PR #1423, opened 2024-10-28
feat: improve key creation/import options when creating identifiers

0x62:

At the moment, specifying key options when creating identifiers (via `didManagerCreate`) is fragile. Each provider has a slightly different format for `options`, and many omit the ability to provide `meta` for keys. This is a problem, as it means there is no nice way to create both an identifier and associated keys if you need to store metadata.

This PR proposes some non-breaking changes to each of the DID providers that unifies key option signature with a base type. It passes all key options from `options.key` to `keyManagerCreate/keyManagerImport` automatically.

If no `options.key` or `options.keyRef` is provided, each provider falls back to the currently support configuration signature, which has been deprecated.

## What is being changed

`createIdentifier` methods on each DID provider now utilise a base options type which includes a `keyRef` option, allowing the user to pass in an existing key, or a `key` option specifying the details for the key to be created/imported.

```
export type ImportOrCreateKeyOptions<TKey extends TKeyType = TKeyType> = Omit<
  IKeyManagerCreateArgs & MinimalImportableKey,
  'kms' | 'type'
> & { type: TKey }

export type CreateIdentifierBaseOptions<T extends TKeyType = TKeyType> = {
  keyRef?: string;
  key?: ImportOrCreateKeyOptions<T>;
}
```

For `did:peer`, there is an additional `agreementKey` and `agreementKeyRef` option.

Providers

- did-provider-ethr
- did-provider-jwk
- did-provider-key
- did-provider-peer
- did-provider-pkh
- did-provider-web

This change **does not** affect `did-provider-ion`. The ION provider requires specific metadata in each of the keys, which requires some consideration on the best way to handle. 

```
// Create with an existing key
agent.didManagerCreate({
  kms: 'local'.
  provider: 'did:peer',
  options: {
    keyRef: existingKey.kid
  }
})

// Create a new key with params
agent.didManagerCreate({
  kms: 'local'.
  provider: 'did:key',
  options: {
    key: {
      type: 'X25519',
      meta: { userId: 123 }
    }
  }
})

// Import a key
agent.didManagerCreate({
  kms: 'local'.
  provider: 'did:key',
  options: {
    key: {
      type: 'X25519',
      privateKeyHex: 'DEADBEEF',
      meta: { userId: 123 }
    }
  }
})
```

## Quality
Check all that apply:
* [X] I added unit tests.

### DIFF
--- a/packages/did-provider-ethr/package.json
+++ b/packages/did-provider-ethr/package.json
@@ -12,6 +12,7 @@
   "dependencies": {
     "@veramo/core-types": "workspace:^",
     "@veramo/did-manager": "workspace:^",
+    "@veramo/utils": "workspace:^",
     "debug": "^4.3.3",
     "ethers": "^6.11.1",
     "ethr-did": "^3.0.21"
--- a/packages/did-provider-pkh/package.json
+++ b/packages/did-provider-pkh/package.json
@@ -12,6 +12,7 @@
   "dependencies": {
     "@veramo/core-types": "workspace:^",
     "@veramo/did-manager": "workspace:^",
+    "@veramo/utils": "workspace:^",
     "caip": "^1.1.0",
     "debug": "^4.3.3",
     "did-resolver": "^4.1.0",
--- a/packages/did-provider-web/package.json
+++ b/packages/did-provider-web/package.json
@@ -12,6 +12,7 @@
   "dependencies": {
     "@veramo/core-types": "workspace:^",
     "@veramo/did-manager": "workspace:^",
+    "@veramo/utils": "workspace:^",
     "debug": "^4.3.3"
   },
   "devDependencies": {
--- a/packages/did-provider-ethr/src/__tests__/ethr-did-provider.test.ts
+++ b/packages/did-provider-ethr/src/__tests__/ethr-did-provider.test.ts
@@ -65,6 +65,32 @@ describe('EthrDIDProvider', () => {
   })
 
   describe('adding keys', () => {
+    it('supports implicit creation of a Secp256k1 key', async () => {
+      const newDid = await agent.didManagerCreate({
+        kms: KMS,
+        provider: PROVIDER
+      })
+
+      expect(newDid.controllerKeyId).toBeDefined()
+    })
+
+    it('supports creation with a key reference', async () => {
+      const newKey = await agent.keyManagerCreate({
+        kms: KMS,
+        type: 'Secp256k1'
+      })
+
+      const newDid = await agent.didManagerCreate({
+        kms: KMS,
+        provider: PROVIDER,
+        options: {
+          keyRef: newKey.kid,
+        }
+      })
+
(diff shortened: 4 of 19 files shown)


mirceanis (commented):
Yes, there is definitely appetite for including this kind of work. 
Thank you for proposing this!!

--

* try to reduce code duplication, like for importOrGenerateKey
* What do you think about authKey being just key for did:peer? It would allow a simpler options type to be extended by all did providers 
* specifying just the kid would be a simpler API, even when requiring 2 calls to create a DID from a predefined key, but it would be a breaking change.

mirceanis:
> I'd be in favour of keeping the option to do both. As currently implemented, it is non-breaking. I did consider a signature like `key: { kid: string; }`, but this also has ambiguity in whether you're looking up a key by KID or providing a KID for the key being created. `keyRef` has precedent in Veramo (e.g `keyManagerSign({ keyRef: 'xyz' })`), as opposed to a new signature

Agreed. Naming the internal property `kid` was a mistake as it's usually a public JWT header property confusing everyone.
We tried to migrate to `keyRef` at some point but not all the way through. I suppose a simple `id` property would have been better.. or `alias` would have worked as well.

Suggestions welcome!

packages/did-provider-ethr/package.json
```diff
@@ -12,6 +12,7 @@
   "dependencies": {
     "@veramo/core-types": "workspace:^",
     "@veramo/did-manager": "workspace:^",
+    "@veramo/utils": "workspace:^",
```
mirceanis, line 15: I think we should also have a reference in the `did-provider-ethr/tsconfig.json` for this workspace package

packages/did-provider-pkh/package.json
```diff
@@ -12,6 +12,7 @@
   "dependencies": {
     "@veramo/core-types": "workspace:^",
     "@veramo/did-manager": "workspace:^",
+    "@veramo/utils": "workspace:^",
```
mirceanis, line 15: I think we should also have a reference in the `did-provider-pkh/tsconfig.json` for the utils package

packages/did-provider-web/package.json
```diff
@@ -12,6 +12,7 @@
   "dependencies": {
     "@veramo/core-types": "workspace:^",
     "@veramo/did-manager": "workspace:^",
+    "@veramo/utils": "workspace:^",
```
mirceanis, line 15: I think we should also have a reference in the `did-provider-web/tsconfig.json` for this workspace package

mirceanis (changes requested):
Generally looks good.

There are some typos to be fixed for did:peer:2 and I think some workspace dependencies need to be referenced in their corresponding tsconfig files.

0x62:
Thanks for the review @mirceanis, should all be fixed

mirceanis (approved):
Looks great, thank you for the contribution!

====================

| What to do |
Using the entries above, return each line that includes the word "need".

| Solution to the exercise |
At the moment, specifying key options when creating identifiers (via `didManagerCreate`) is fragile. Each provider has a slightly different format for `options`, and many omit the ability to provide `meta` for keys. This is a problem, as it means there is no nice way to create both an identifier and associated keys if you need to store metadata.
There are some typos to be fixed for did:peer:2 and I think some workspace dependencies need to be referenced in their corresponding tsconfig files.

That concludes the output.